100 replies on “The Science of Race: Is it Genetic or a Social Construct?”

Thanks so much for your thoughtful, well researched and multidisciplinary response. I especially appreciate your clear statement that “there are some genetic differences between members of different races or ethnic groups..”.  It is useful to read that both are true (social construction and genetic differences) without the baggage of superiority claims.

My question was about the biological basis that would explain the very things you outlined in your responses, not about census categories or boxes people check (clearly our own constructions). I fully understand that our social-racial hierarchy creates and perpetuates disparate outcomes across all sorts of important measures (health, economic, so forth).

The science behind varied racial/ethnic group health differences was immensely informative.  Thanks for taking my question seriously, much appreciated.

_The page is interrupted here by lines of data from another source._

PR #57, opened 2023-01-20
Fix Approval Bug

alexkeating:
#### Description

- In the token allowance hook we weren't excluding the native token when we were building the map. So, allowances were not being mapped to the correct token.


wildmolasses (approved):
lgtm, thanks @alexkeating

Issue #50, opened 2023-01-20
Store serialized fees in context


wildmolasses:

wildmolasses:
closing in favor of #61

PR #59, opened 2023-01-23
Add review transaction modal

### LINKED ISSUE #17: Transaction: "Review transaction" modal

alexkeating:
#### Description

- Add review modal for shielding transaction

Closes #17 

[Screencast from 2023-01-22 20-48-22.webm](https://user-images.githubusercontent.com/12705146/214108683-d016815d-5c39-48bc-8220-a7ef3b348033.webm)


components/ReviewTransactionModal.tsx
```diff
@@ -0,0 +1,154 @@
...
+                </Heading>
+                <Text size="sm">
+                  {ethers.utils.formatUnits(feeAmount, tokenDecimals)}{" "}
+                  {tokenSymbol}
+                </Text>
+              </Flex>
+            </Flex>
+            <Flex align="center" justify="space-between" marginTop="1.5rem">
+              <Heading size="sm" paddingX={2}>
+                Amount + Fee
```
wildmolasses, line 131: I believe the way this works is that fee is taken out of amount. In other words, if you send 1 ETH, and the fee % is 5%, then actually, you'll be sending .95 ETH, with the .05 ETH fee being deducted.

hooks/useRailgunTx.tsx
```diff
@@ -28,15 +29,24 @@ const useRailgunTx = () => {
...
 
   const shield = async (args: {
     tokenAddress: string;
     tokenAmount: string;
     tokenDecimals: number;
     recipient: string;
   }) => {
-    if (args.tokenAddress === ethAddress) return shieldBaseToken(args);
-    return shieldToken(args);
+    if (args.tokenAddress === ethAddress) {
```
wildmolasses, line 40: might change this block to:

```ts
      setIsShielding(true);
      const resp = args.tokenAddress === ethAddress ? await shieldBaseToken(args) : await shieldToken(args);
      setIsShielding(false);
      return resp;
```

utils/constants.ts
```diff
@@ -1,3 +1,5 @@
 import { getAddress } from "@ethersproject/address";
+import { ethers, constants, BigNumber } from "ethers";
 
 export const ethAddress = getAddress(`0x${"e".repeat(40)}`);
+export const feePercent = BigNumber.from("15").div("100");
```
wildmolasses, line 5: this fee can change and depends on network, but for this PR I'd say this is sufficient! 👍

wildmolasses (changes requested):
Excellent work! Got a couple comments. Also, the video screencast in the PR description is awesome but fyi does not show the transaction modal functionality.

components/ReviewTransactionModal.tsx
```diff
@@ -0,0 +1,154 @@
+import useNotifications from "@/hooks/useNotifications";
+import useRailgunTx from "@/hooks/useRailgunTx";
+import useShieldPrivateKey from "@/hooks/useShieldPrivateKey";
+import { shortenAddress } from "@/utils/address";
+import { feePercent } from "@/utils/constants";
```
mds1, line 5: Lots of unused imports/vars in this file and some others

components/ReviewTransactionModal.tsx
```diff
@@ -0,0 +1,154 @@
...
+  isOpen,
+  onClose,
+  tokenAddress,
+  recipient,
+  tokenAmount,
+  tokenDecimals,
+  tokenSymbol,
+  tokenName,
+}: ReviewTransactionModalProps) => {
+  const network = NetworkName.EthereumGoerli; // TODO: Remove once we support multiple chains
```
mds1, line 55: We should be able to remove this once we rebase against `main`

components/ReviewTransactionModal.tsx
```diff
@@ -0,0 +1,154 @@
...
+  const doSubmit: React.FormEventHandler = async (e) => {
+    // TODO: Form validation
+    if (!tokenAddress || !tokenAmount || !tokenDecimals || !recipient)
+      throw new Error("bad form");
+    const tx = await shield({
+      tokenAddress: tokenAddress,
+      tokenAmount: tokenAmount,
+      tokenDecimals: tokenDecimals,
+      recipient: recipient,
+    });
```
mds1, line 75: Nit, unless there's any objections, let's use the abbreviated form since key and value names match
```suggestion
    const tx = await shield({ tokenAddress, tokenAmount, tokenDecimals, recipient });
```

utils/address.ts
```diff
@@ -0,0 +1,6 @@
+export const shortenAddress = (address: string) => {
+  if (address.length < 9) {
```
mds1, line 2: Would this ever be true?

utils/address.ts
```diff
@@ -0,0 +1,6 @@
...
+    return address;
+  }
+  return `${address.slice(0, 4)}...${address.slice(-5)}`;
```
mds1, line 5: Because all addresses have a `0z` prefix we probably should show the first 4 and last 4 characters, *excluding* the prefix. So `address.slice(0, 6)}...${address.slice(-4)

mds1 (commented):
didn't get much time to review, will continue later today

alexkeating:
> Excellent work! Got a couple comments. Also, the video screencast in the PR description is awesome but fyi does not show the transaction modal functionality.

Ah sorry, replaced it with the correct video

components/ReviewTransactionModal.tsx
alexkeating: Ah okay, didn't know that, I will remove this Amount + fee line item from the modal

utils/constants.ts
alexkeating: Cool, I will add a TODO and create a ticket so this isn't lost

alexkeating: #61

components/ReviewTransactionModal.tsx
alexkeating: Going to add eslint:recommended to the eslint.json so we catch these in the build

utils/address.ts
alexkeating: It would only be true if a developer used this method incorrectly. Maybe we should throw inside this check instead.

utils/constants.ts
wildmolasses: thanks, i will close #50 in favor of #61, because it's worded better :+1:

utils/address.ts
mds1: Why length of 9 though? That seems arbitrary. Shouldn't the check instead be that the address starts with `0zk` and the rest is valid base58? (or whatever format railgun addresses use)

utils/address.ts
mds1: Actually I think the prefix is `0zk`, so we'll need `(0,7)` as the first slice

components/ReviewTransactionModal.tsx
```diff
@@ -0,0 +1,125 @@
+import useNotifications from "@/hooks/useNotifications";
```
mds1, line 1: _(arbitrary comment location to start a thread)_

I'm seeing this error in the console 
image

mds1 (commented):
lgtm overall, two more small comments

utils/address.ts
alexkeating: Yes, I think the 9 was supposed to be like minimum length of the string without repeating characters before we changed the slice parameters. I agree we should validate the the address. I will add that and throw an error if it is an invalid string

utils/address.ts
alexkeating: This should be fixed now

components/ReviewTransactionModal.tsx
alexkeating: This has been removed

components/ReviewTransactionModal.tsx
mds1: This happens as soon as I open the app. Tracking in https://github.com/ScopeLift/railgun-shielder/issues/63, we'll see if #62 fixes it and if not can revisit in a separate PR

mds1 (approved):

wildmolasses (approved):
lgtm

PR #62, opened 2023-01-24
Make token list static

### LINKED ISSUE #43: Potentially store token list statically

alexkeating:
#### Description

* Merge pancakswap list with uniswap list and store statically

Closes #43


public/tokenlist.json
```diff
@@ -0,0 +1,8611 @@
+{
+  "name": "Uniswap Labs Default",
```
mds1, line 2: open to other names, let's just clarify this is now a custom list though. Similarly we should change the version to 1.0.0, currently it's 7.0.0
```suggestion
  "name": "Railgun Shielder",
```

hooks/useTokenList.tsx
```diff
@@ -23,7 +23,7 @@ export const useTokenList = () => {
   const { isLoading, error, data } = useSWR(
     `userTokenList-${chainId}`,
     async () => {
-      const resp = await fetch(network.tokenListUrl);
+      const resp = await fetch("tokenlist.json");
```
mds1, line 26: This doesn't need to be async anymore, and probably doesn't need useSWR either? Or perhaps SWR is worth it since it's still a big file and a lot to process, to avoid re-processing when the component re-renders?

wildmolasses: hmm, after first request it should be cached by browser.
we shouldn't have to fetch this again when the chainId changes, because all chains read from the same list. maybe we could store the initial load to state, and then reactively filter when the network changes.

wildmolasses (changes requested):
looks great, pending some stuff around tokenList loading/switching

public/tokenlist.json
alexkeating: Cool, and I will add a description field with the versions of the lists we combined

hooks/useTokenList.tsx
alexkeating: Should we use useSWRImmutable instead?

https://swr.vercel.app/blog/swr-v1#immutable-mode

mds1: ah yes forgot about that, yea we should

alexkeating: Cool, I split out the fetch and used the immutable hook.

mds1: sweet, but why do we still do `await fetch("tokenlist.json")` instead of just importing the JSON? seems unnecessary to `fetch` it and have two async calls here

hooks/useTokenList.tsx
```diff
@@ -1,6 +1,6 @@
 import { ethAddress } from "@/utils/constants";
 import { networks } from "@/utils/networks";
-import useSWR from "swr";
+import useSWRImmutable from "swr/immutable";
```
mds1, line 3: _(arbitrary comment location to start a thread)_

Seeing these errors in the console, but I was able to shield funds still. Showed up on both mainnet and goerli, haven't tried other networks

image

hooks/useTokenList.tsx
alexkeating: Fetching prevents it from being in the bundle the difference  isn't huge though. Running build with a fetch vs importing the json file looks like below.

With import 
Screenshot from 2023-01-24 15-28-06

With fetch
Screenshot from 2023-01-24 15-28-34

alexkeating: I am open to importing if everyone is good with  little bundle bloat.

mds1: > Fetching prevents it from being in the bundle the difference isn't huge though

Ah interesting.

Personally I prefer the simpler code and 5kb extra of bundle size, since that's pretty negligible compared to a 2.2MB bundle, and that list need to be loaded to use the app no matter what anyway

hooks/useTokenList.tsx
alexkeating: I think this is coming from the loading the ArbitrumGoerli network. Going to remove and we can add back

alexkeating: #64

wildmolasses (approved):
lgtm

mds1 (approved):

My mother likes to call herself Caucasian and throw white people off. As Indians, we are caucasians, according to the definition it used to have before white US people took it to mean white skin. Actually, I think it’s only North Americans who think Caucasian=white.

Caucasian was a physical anthropology term to describe one of the three types of human skeletons. You wouldn’t be able to tell the race of a Middle Eastern person or a Norwegian person once you got them down to the bones, hence Caucasian.

It’s also fun to hear my old great-aunts talk about their Aryan heritage. The Swastika wasn’t the only thing Hitler stole and warped from Hindu culture.